Others, the ‘agnostics,’ remember the many dead ends from the past resulting from hubris. They argue that rigorous and unbiased methods are needed to correct for chance findings from the vast number of results from an entire genome. It may take tens of thousands of genomes to unravel these complexities.
Which of these two approaches is best depends on the question we are asking.
If we are trying to identify novel regulators of a known autism risk gene, restricting our analysis to certain suspect regions makes sense. However, we should be prepared to demonstrate that changes to these regulators are in fact meaningful. To do so, we will need to show that a genetic variant can alter the function of the genome in a biologically relevant context.
If we are trying to identify novel classes of risk factors in an unbiased manner, we should think critically about which independent comparisons we are making between genetic regions and continue to develop methods to control for the large number of statistical tests being performed.

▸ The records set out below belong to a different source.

PR #366, opened 2019-10-07
Add ChainRules

oxinabox:
This replaces https://github.com/FluxML/Zygote.jl/pull/291

The bits from that OP that still matter

Step 1) Change Zygote to check for chainrules before doing its normal stuff,
and adapt the stuff it gets back from chainrules to play nice with Zygote's expectations

Step 2) adapt Zygote more deeply, so it can take full advantage of thunks etc.

This PR is Step 1.

<s> TODO: workout why this seems to segfault for me. </s>


oxinabox:
@MikeInnes  any idea why this segfaults?

MikeInnes:
It could be a Zygote compiler issue, but given that you haven't touched that, the second most likely option is that it's just a stackoverflow.

MikeInnes:
IME, Julia tends to segfault due to stack overflows. Doesn't happen every time, but often.

src/compiler/interface.jl
```diff
@@ -28,7 +28,37 @@ end
 
 # Wrappers
 
-_pullback(f, args...) = _pullback(Context(), f, args...)
+function _pullback(f, args...)
```
oxinabox: This is the wrong function to overload as it will not be hit for functions that occur in functions Zygote decomposes

oxinabox:
It works!

1 of the blackslists can be removed immediately with https://github.com/JuliaDiff/ChainRules.jl/pull/124

src/compiler/interface2.jl
```diff
@@ -3,7 +3,87 @@ using IRTools.Inner: argnames!, update!
 
 ignore(T) = all(T -> T <: Type, T.parameters)
 
-@generated function _pullback(ctx::AContext, f, args...)
+
+function _pullback(ctx::AContext, f, args...)
+  @assert !(f isa AContext)
```
oxinabox:
```suggestion
```

test/chainrules.jl
```diff
@@ -0,0 +1,47 @@
+using Zygote, Test, ChainRules
+const cr_inner_demo_rrule_hitcount = Ref(0)
```
oxinabox:
```suggestion

const cr_inner_demo_rrule_hitcount = Ref(0)
```

test/chainrules.jl
```diff
@@ -0,0 +1,48 @@
...
+        cr_inner_demo_rrule_hitcount[] = 0
+        cr_inner_demo_pullback_hitcount[] = 0
+        y, pb = pullback(cr_inner_demo, 11)
+        @test y == 55
+        @test cr_inner_demo_rrule_hitcount[] == 1
+        @test cr_inner_demo_pullback_hitcount[] == 0
+        @test pb(1)==(5.0,);
+        @test pb(2)==(10.0,);
+        @test pb(3)==(15.0,);
+        @test cr_inner_demo_pullback_hitcount[] == 3
```
oxinabox:
```suggestion
        @test cr_inner_demo_pullback_hitcount[] == 3
         @test cr_inner_demo_rrule_hitcount[] == 1
```

src/compiler/interface2.jl
```diff
@@ -3,7 +3,86 @@ using IRTools.Inner: argnames!, update!
...
+chainrules_blacklist(::typeof(mapreduce), args...) = true
+chainrules_blacklist(::typeof(mapfoldl), args...) = true
+chainrules_blacklist(::typeof(mapfoldr), args...) = true
+chainrules_blacklist(::typeof(sum), f, x::AbstractArray{<:Real}) = true
+# Except for sum(abs2, xs), that is fine
+chainrules_blacklist(::typeof(sum), ::typeof(abs2), x::AbstractArray{<:Real}) = false
+
+# ChainRules current Wirtinger deriviative is not compatible
+# reconsider after https://github.com/JuliaDiff/ChainRulesCore.jl/pull/29
+chainrules_blacklist(::typeof(abs), ::Complex) = true
```
mohamed82008: Use metaprogramming?

oxinabox: Could do.
But I feel like wouldn't be much shorter and would be less clear

oxinabox: Maybe should do.
This also could be done with `Union`.

`uniontypeof(fs...) = Union{typeof.(fs)...}`

src/compiler/interface2.jl
```diff
@@ -33,25 +33,18 @@ chainrules_blacklist(f, args...) = false
...
 # reconsider after https://github.com/JuliaDiff/ChainRulesCore.jl/pull/29
-chainrules_blacklist(::typeof(abs), ::Complex) = true
-chainrules_blacklist(::typeof(abs2), ::Complex) = true
-chainrules_blacklist(::typeof(conj), ::Complex) = true
-chainrules_blacklist(::typeof(adjoint), ::Complex) = true
-chainrules_blacklist(::typeof(hypot), ::Complex) = true
-chainrules_blacklist(::typeof(angle), ::Complex) = true
-chainrules_blacklist(::typeof(imag), ::Complex) = true
-chainrules_blacklist(::typeof(real), ::Complex) = true
+for f in (abs, abs2, coj, adjoint, hypot, angle, imag, real)
```
antoine-levitt: Typo here (`conj`)

oxinabox:
```suggestion
for f in (abs, abs2, conj, adjoint, hypot, angle, imag, real)
```

MikeInnes:
I'm concerned about the performance implications of this, in its current form. In particular we have to be pretty careful to manage the call stack; recursing many times into `_pullback` will likely trigger recursion limiting heuristics that cause type inference to give up. (This is particularly pernicious because it doesn't show up in `@code_typed`.)

Also, presumably many of Zygote's current adjoints are now redundant, given this PR. It'd be nice to remove those to show the overall impact on Zygote's codebase (hopefully a significant net improvement).

oxinabox:
> I'm concerned about the performance implications of this, in its current form. In particular we have to be pretty careful to manage the call stack; recursing many times into _pullback will likely trigger recursion limiting heuristics that cause type inference to give up. (This is particularly pernicious because it doesn't show up in @code_typed.)

Which bits do you think are adding levels?
We don't recurse into `_pullback` anywhere in this PR.

How every you count it, adding deeper integation and usiing ChainRules types (rather than `zextern`ing everythiing) would cut that to 1 I think,
and also give benifit of not unthunking everything.

> Also, presumably many of Zygote's current adjoints are now redundant, given this PR. It'd be nice to remove those to show the overall impact on Zygote's codebase (hopefully a significant net improvement).

Easiest way to do would be to add convience functions to ChainRulesCore
for importing Zygote Rules's `@adjoint` defintions,
and then transferiing basically everything over.
Checking as one goes.
Then look  at the method overwrite warnings.
https://github.com/JuliaDiff/ChainRulesCore.jl/issues/44

I'ld rather not be doing that alone, and I'ld rather not have that blocking this PR.

MikeInnes:
> Which bits do you think are adding levels? We don't recurse into `_pullback` anywhere in this PR.

If the user-defined call tree is `foo -> bar -> baz`, the transformed tree under this PR is `_pullback(foo) -> _pullback_sct(foo) -> _pullback(bar) -> _pullback_sct(bar) -> _pullback(baz) -> _pullback_sct(baz)` (since `_pullback_sct` recursively calls `_pullback` for each call inside the function it transforms).

Previously, it would have been `_pullback_sct(foo) -> _pullback_sct(bar) -> _pullback_sct(baz)`. Because we have a type inference hack that lets us trick the compiler into seeing `foo -> bar -> baz` again here, this doesn't kill the compiler. Whereas now the callstack has three recursions into the same function `_pullback`, which can cause issues.

oxinabox:
> Because we have a type inference hack that lets us trick the compiler into seeing foo -> bar -> baz again here, this doesn't kill the compiler.

Where can I learn about this type inference hack?
And is the solution to just inline `_pullback_sct` back into `_pullback` by hand?

MikeInnes:
I don't think it's documented, but you just set a flag on the codeinfo, as [here](https://github.com/MikeInnes/IRTools.jl/blob/969676bc7407dcfceae96ad311c843a70ab91850/src/reflection/reflection.jl#L117).

I think manual inlining / having one uber-function for `_pullback` is probably the way to go (it can still be factored of course, as long as any function calls are compile-time).

oxinabox:
Re inference
I am starting to feel like the easiest way
might be to more down to the Mike’s Little IR level
and also to just do a bunch of edge hooking myself

rather than using the intended if `nothing==res=ChainRules.rrule(…_`
thing I can just check the method it would hit,
and then check if it is the fallback,
and if not stick a call into it and and attach an edge
Or if it is hitting the fallback then attack an edge to the method table instead

2 problems:
1. this removes ability to bail out of a chainrule via returning nothing
2. this doesn’t work in 1.0

oxinabox:
Maybe could go the otherway and make `pullback_source2source(ctx, f, args....)` set its `method_for_inference_limit_heuristics` to be `pullback(ctx, f, args....)`
rather than being set to `f(args...)` like it currently seems to be?

src/compiler/interface2.jl
```diff
@@ -32,3 +43,59 @@ end
...
+  function zback(Δs...)
+    ∂s = pb(Δs...)
+    ntuple(length(∂s)) do ii
+      ∂ = ∂s[ii]
+      zextern(∂)
+    end
+  end
+end
+
+zextern(x) = ChainRules.extern(x)
```
oxinabox: Shouldn't this be:

```suggestion
zextern(x) = ChainRules.extern(conj(x))
```

should also add test for that

oxinabox:
@MikeInnes @dhairyagandhi96 how are we going to resolve this?
Will my plan from above work?
https://github.com/FluxML/Zygote.jl/pull/366#issuecomment-546476742
Do we need to get compiler people in to a Google meet call to work though things?

oxinabox:
This is much nicer now.
Because some of the things we were blacklisting are gone,
others are fixed,
and I realized we don't need to actually get rid of most of ChainRule's types since they define `+` in the way `accum` needs.

MikeInnes:
So to recap, the core problem is that the if the compiler sees a call stack like `f -> f -> f -> ...` it assumes it's over-inferring some recursive algorithm and gives up.

If user code does `f -> g -> h -> *` (where `*` is a function we have a defined adjoint for) Zygote transforms this to something like `pullback -> _pullback(f) -> _pullback(g) -> _pulback(h) -> adjoint(*)`. Because the calls to `_pullback` functions are all the same method, we risk hitting this heuristic. However, there's a workaround: we have a hack in the compiler that lets us pretend generated code came from a different method, making this stack look like `pullback -> f -> g -> h -> adjoint(*)`, which is OK.

However, ChainRules requires a _dynamic_ check to figure out if a CR rule applies and forward to either AD or `rrule`, making the stack look like `pullback -> check(f) -> _pullback(f) -> check(g) -> _pullback(g) -> check(h) -> _pullback(h) -> check(*) -> adjoint(*)`. Since `check` is the same method in each case, I'm concerned it'll hit this heuristic, and even if it doesn't it's just good to keep the callstack compact (since it becomes exponentially worse when we nest derivatives).

I can think of a few different ways to avoid that extra `check` function:

* Put the check in the generated IR. The generated code would contain the check, the call to `rrule`, _and_ the auto-generated pullback. The check should be inlined and eliminated but it could slow down if inference isn't perfect. Still a bit more work when nesting, and relies heavily on inference being reliable.
* Do the check at compile time. e.g. we just check whether a method exists for `rrule` that isn't the default fallback. We'd need to work out world age correctness etc., and I'm concerned this would lead to a lot of recompilation if done correctly, but it should generate code as good as now.
* Do it like a DiffRules/Requires hybrid. The CR database would be more symbolic and Zygote would import its rules in an `@eval` loop to define adjoint rules like it does now. But you also provide a callback so that new rules can be defined in other packages, and Zygote will add these adds methods to `adjoint` too when the package is loaded.

I'd lean towards the compile-time check if we can make it correct without loads of recompilation. If not, I think the Requires-like approach would be fine: it doesn't inherit Requires' main problems around version bounding since none of that changes compared to the current situation. Both of these options technically add a limitation to ChainRules (you can only intercept based on types, not values), but that seems pretty acceptable to me.

Any thoughts on that @oxinabox?

oxinabox:
> If user code does `f -> g -> h -> *` (where `*` is a function we have a defined adjoint for) Zygote transforms this to something like `pullback -> _pullback(f) -> _pullback(g) -> _pulback(h) -> adjoint(*)`. Because the calls to `_pullback` functions are all the same method, we risk hitting this heuristic.

Those are different methods.
Because each function type is unique.
a few ML call's ago @Keno  confirmed that that heuristic depends on method, not function.
So I am not sure I understand.

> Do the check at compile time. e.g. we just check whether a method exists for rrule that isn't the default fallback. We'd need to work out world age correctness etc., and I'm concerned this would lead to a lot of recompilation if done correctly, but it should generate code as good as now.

We should also remember that for the next few years, studies using these approaches are likely to be underpowered — meaning that the probability of detecting all but the strongest genetic effects will be low. We should try not to lose heart over negative results. And, equally important, we should avoid being overly optimistic about positive, but still exploratory, findings.
If we can remember our past, the future for autism genetics will be a bright one.